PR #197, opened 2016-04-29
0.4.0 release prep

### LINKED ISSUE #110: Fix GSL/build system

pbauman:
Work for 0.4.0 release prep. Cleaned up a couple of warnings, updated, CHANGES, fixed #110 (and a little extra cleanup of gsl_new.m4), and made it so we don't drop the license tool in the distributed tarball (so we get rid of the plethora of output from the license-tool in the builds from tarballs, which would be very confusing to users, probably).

___

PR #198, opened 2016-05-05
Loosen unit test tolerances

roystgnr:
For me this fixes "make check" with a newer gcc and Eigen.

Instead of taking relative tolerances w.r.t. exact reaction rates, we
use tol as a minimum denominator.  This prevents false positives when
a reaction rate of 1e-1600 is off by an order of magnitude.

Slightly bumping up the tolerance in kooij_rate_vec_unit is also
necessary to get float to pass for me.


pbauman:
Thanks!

___

→ Problem statement: The answer should be one number, the count of lines in the data that include the string "release".

→ Reply to the task: 2